The Dangers in Extrapolating GDP Growth Trends — Part One

According to Indian legend, the serving of the dish Paal Payasam to visiting pilgrims owes its origins to an 18th century game of chess.

The local king was a chess-playing tragic. Whenever a wise person visited the king’s region, a challenge to a game of chess was issued. To motivate his opponent, the king offered the visiting sage any reward they could name.

One wise man, thought to be Lord Krishna, accepted the challenge. His reward, should he win, was to place one grain of rice on the first square and then double it for every subsequent square.

The king eagerly agreed to the request.

Lord Krishna won the game.

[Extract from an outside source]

PR #50, opened 2021-03-18
Feature/rm 7674 remove type script global functions use class members instead

a-ctor:


Remotion/Web/ClientScript/Scripts/SmartPage.ts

The king, being a man of his word, ordered a bag of rice to be delivered in payment.

The king opened the bag and began to count…

One grain led to two, then to four…and so on.

By the time the king reached the 21st square, he was required to count out more than a million grains of rice.

Had the exercise continued, it’s estimated that by the 64th square, the king would have needed the equivalent of 210 billion tons of rice…an amount that would have covered India in a blanket of rice a metre thick.

Due to the king’s inability to honour his promise, he agreed to repay his debt over time…and to this day, the debt is still being repaid with the serving of the dish Paal Payasam to visiting pilgrims. At least that’s how the legend goes.

True or not, the legend serves its purpose in exposing the limits to exponential growth. If something cannot continue, then it won’t.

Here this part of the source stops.